**Task objective:** Search the records for the string "result" and copy every line where it turns up.

[Stored data]
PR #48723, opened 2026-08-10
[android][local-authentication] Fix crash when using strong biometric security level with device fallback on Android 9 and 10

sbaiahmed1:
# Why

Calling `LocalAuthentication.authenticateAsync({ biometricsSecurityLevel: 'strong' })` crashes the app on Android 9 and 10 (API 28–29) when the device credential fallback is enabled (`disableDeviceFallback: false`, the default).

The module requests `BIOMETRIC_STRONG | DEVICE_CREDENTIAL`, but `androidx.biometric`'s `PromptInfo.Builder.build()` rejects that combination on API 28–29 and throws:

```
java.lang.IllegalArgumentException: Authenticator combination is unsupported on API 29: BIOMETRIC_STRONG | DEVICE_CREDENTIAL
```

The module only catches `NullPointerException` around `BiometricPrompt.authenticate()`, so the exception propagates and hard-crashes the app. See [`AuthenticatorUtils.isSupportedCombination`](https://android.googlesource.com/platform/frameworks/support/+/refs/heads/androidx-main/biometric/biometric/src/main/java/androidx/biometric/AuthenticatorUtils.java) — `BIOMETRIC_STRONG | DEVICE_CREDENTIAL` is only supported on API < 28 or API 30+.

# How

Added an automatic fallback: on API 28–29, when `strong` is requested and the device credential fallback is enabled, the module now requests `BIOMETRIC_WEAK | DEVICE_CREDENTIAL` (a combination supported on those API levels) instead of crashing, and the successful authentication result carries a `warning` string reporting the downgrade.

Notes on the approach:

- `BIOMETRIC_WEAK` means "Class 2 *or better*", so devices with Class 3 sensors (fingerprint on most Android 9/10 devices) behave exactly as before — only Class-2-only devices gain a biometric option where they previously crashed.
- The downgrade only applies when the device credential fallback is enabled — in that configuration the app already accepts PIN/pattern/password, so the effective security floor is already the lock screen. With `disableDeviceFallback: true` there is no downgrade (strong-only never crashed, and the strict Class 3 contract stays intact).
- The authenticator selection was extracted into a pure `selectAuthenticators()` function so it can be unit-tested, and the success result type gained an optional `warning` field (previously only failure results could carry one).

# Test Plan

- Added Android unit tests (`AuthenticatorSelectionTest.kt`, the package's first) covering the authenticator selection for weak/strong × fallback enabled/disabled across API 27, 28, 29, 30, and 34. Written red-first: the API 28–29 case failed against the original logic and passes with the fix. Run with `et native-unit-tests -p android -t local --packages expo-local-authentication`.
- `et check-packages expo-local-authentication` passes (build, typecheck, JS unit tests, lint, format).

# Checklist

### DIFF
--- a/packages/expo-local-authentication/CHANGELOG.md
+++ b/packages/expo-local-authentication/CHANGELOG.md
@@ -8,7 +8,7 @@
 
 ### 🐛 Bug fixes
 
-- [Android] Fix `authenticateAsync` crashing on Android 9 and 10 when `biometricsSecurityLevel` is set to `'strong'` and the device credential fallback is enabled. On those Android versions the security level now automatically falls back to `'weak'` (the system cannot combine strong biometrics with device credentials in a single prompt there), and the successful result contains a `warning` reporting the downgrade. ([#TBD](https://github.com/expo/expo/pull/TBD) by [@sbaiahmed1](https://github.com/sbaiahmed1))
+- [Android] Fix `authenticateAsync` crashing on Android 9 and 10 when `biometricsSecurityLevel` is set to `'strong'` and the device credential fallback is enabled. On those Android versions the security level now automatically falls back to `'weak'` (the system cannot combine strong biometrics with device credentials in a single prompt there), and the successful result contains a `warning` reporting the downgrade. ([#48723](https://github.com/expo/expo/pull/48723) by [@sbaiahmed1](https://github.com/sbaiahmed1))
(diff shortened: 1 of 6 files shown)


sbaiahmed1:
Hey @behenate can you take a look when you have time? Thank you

**The completed task:**
Added an automatic fallback: on API 28–29, when `strong` is requested and the device credential fallback is enabled, the module now requests `BIOMETRIC_WEAK | DEVICE_CREDENTIAL` (a combination supported on those API levels) instead of crashing, and the successful authentication result carries a `warning` string reporting the downgrade.
- The authenticator selection was extracted into a pure `selectAuthenticators()` function so it can be unit-tested, and the success result type gained an optional `warning` field (previously only failure results could carry one).
-- [Android] Fix `authenticateAsync` crashing on Android 9 and 10 when `biometricsSecurityLevel` is set to `'strong'` and the device credential fallback is enabled. On those Android versions the security level now automatically falls back to `'weak'` (the system cannot combine strong biometrics with device credentials in a single prompt there), and the successful result contains a `warning` reporting the downgrade. ([#TBD](https://github.com/expo/expo/pull/TBD) by [@sbaiahmed1](https://github.com/sbaiahmed1))
+- [Android] Fix `authenticateAsync` crashing on Android 9 and 10 when `biometricsSecurityLevel` is set to `'strong'` and the device credential fallback is enabled. On those Android versions the security level now automatically falls back to `'weak'` (the system cannot combine strong biometrics with device credentials in a single prompt there), and the successful result contains a `warning` reporting the downgrade. ([#48723](https://github.com/expo/expo/pull/48723) by [@sbaiahmed1](https://github.com/sbaiahmed1))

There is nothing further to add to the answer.